The management training objectives of the "Skills with People" course
“Skills with People” is about your behaviour and its effect on others. That includes not only your subordinates or the people to whom you offer your services, but also your peers, superiors, suppliers or anyone else you need to be good at creating rapport with.
You are probably aware from your own experience that the way you behave affects the mood of others and that this in turn affects their willingness to co-operate. The course will make you even more specifically aware of how this chain of cause and effect works in your own particular case.
Our management training objective is to help you answer four very personal questions:-
- Precisely what effect am I having on others - and is it the effect I want?
- Precisely what am I doing or saying that has that effect?
- How by changing my approach and can I achieve the effect I intend?
- What life-time habits will I have to unlearn if this change is to be genuine and lasting?
Managers who attend the Skills with People course are learning on three levels: understanding (they become clearly aware of why some ways of dealing with people work better than others); can-do (they acquire the specific practical skills they need in order to achieve their goals); application back at work (they learn how to apply their skills back at work). That's why the course is outstandingly successful at achieving its management training objective.

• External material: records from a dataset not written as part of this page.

PR #287, opened 2026-08-24
fix(cas): handle concurrent Put on Windows where os.Rename rejects existing dest

### LINKED ISSUE #286: bug: concurrent FileSystem.Put on Windows fails with access denied instead of preserving idempotency
### What happened

In `go/trajir/cas/cas.go`, `(*FileSystem).Put` uses a temporary file and `os.Rename(tmpName, path)` to write objects into the CAS:

```go
if err := os.Rename(tmpName, path); err != nil {
	return "", err
}
```

Under concurrent execution, if multiple goroutines or processes call `FileSystem.Put(data)` simultaneously with identical data, both pass the initial `os.Stat(path)` existence check, create temporary files, and attempt `os.Rename(tmpName, path)`.

On Windows, `os.Rename` fails with `Access is denied` (or `ERROR_ALREADY_EXISTS`) when the destination file already exists. Because `FileSystem.Put` does not intercept `os.Rename` failures or check if `path` was concurrently created with valid content, the losing goroutines return an `os.LinkError` rather than succeeding idempotently.

### What you expected

`FileSystem.Put` is documented as idempotent for content-addressed objects. If `os.Rename` fails because another concurrent worker already moved the identical object to `path`, `Put` should verify that `path` exists with valid content, clean up its temporary file, and return `(h, nil)` successfully.

### Steps to reproduce

Run concurrent `Put` calls for the same payload on Windows:

```go
package main

import (
	"fmt"
	"os"
	"sync"

	"github.com/Coder-s-OG-s/Trajectory-IR/go/trajir/cas"
)

func main() {
	tmpDir, err := os.MkdirTemp("", "cas_repro_*")
	if err != nil {
		panic(err)
	}
	defer os.RemoveAll(tmpDir)

	fs, err := cas.NewFileSystem(tmpDir)
	if err != nil {
		panic(err)
	}

	payload := []byte("concurrent payload test for windows rename")

	var wg sync.WaitGroup
	errs := make([]error, 20)

	for i := 0; i < 20; i++ {
		wg.Add(1)
		go func(idx int) {
			defer wg.Done()
			_, err := fs.Put(payload)
			errs[idx] = err
		}(i)
	}

	wg.Wait()

	for i, err := range errs {
		if err != nil {
			fmt.Printf("Worker %d failed: %v\n", i, err)
		}
	}
}
```

### Environment

- OS: Windows 11 / Windows Server
- Go: go1.22+
- Package: `go/trajir/cas`

### Logs or output

```text
Worker 2 failed: rename C:\...\cas\d2\.d23186... C:\...\cas\d2\d23186...: Access is denied.
Worker 4 failed: rename C:\...\cas\d2\.d23186... C:\...\cas\d2\d23186...: Access is denied.
Worker 6 failed: rename C:\...\cas\d2\.d23186... C:\...\cas\d2\d23186...: Access is denied.
```

`go/trajir/cas/cas.go`, README section 11.2 (Local Filesystem CAS)

Krirox:
## What changed

`FileSystem.Put` in `go/trajir/cas/cas.go` uses `os.Rename(tmp, path)` to atomically place a CAS object. On POSIX `os.Rename` overwrites the destination, so concurrent writers for the same hash all succeed. On Windows it fails with `Access is denied` when the destination already exists, breaking the idempotency guarantee.

After a rename failure, the fix checks `fs.Has(h)`. If the object is already present (placed by a concurrent writer), it returns success and lets the existing deferred cleanup remove the orphaned temp file. If the object is not present, the original error propagates as before.

## Why

Parallel agent workers or concurrent tool executions writing identical artifacts hit unexpected I/O errors on Windows. 13 out of 20 concurrent `Put` calls failed in local reproduction before this fix.

## Changes

- **`go/trajir/cas/cas.go`**: 7 lines added to the rename error path in `Put`.
- **`go/trajir/cas/cas_test.go`**: `TestPutConcurrentSameContent` spawns 20 goroutines calling `Put` with the same payload and asserts all succeed.

## Testing

- `go test ./trajir/cas/...` (all tests pass)
- `go test -race -run TestPutConcurrentSameContent` (no races)
- `go vet ./trajir/cas/...` (clean)
- Manual reproduction script: 0/20 failures after fix (was 13/20 before)

Closes #286

### DIFF
--- a/go/trajir/cas/cas.go
+++ b/go/trajir/cas/cas.go
@@ -181,6 +181,13 @@ func (fs *FileSystem) Put(data []byte) (string, error) {
 		return "", err
 	}
 	if err := os.Rename(tmpName, path); err != nil {
+		// On Windows os.Rename fails when the destination already exists.
+		// A concurrent Put for the same hash may have won the race. If the
+		// object is now present we treat this as an idempotent success and
+		// let the deferred cleanup remove our temp file.
+		if fs.Has(h) {
+			return h, nil
+		}
 		return "", err
 	}
 	ok = true
--- a/go/trajir/cas/cas.go
+++ b/go/trajir/cas/cas.go
@@ -182,11 +182,25 @@ func (fs *FileSystem) Put(data []byte) (string, error) {
 	}
 	if err := os.Rename(tmpName, path); err != nil {
 		// On Windows os.Rename fails when the destination already exists.
-		// A concurrent Put for the same hash may have won the race. If the
-		// object is now present we treat this as an idempotent success and
-		// let the deferred cleanup remove our temp file.
-		if fs.Has(h) {
-			return h, nil
+		// A concurrent Put for the same hash may have won the race. Read
+		// the file back and verify the hash rather than just checking
+		// existence, so we never silently accept a corrupt object.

Examples of the kinds of value added to the business:
Our management training objective is always to equip the people to achieve their business goals. Therefore the impact of good management training on the bottom line of a business is essentially indirect, but that doesn’t mean it’s insubstantial. Here are some examples how improved management skills can add value to the business:
- managers being able to win people round more quickly and successfully to new ideas and to change,
- increase in the productivity of meetings in terms of time saved, amount of business successfully concluded, quality and quantity of ideas generated,
- better and more creative solutions to problems resulting from people being more open minded,
- clearer and better communicated decision-making,
- quicker resolution of misunderstandings, disagreements and conflicts,
- increased productivity and lower staff turnover resulting from improved leadership,
- people learning more, and more quickly, from their mistakes as a result of criticism being more constructive, and being taken more seriously,
- increased “customer” satisfaction and fewer complaints as a result of better rapport and responsiveness.